PR #255, opened 2019-11-12
add identity cognito

jamesgorrie:
See tin for details.

### DIFF
--- a/project/Dependencies.scala
+++ b/project/Dependencies.scala
@@ -110,7 +110,8 @@ object ExternalDependencies {
     val scribeJava = "6.8.1"
   }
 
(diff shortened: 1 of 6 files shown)


project/Dependencies.scala
```diff
@@ -110,7 +110,8 @@ object ExternalDependencies {
     val scribeJava = "6.8.1"
   }
 
-  val scribeJavaDependencies = Seq("com.github.dakatsuka" %% "akka-http-oauth2-client" % "0.2.0")
+  val scribeJavaDependencies = Seq(
+    "com.github.dakatsuka" %% "akka-http-oauth2-client" % "0.2.0")
```
jamesgorrie: @alicefuzier do we know how this got here? Git annotate says it was you?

────

Reproduce each line from the listing above that includes the word "jamesgorrie".

Written solution:
jamesgorrie:
jamesgorrie: @alicefuzier do we know how this got here? Git annotate says it was you?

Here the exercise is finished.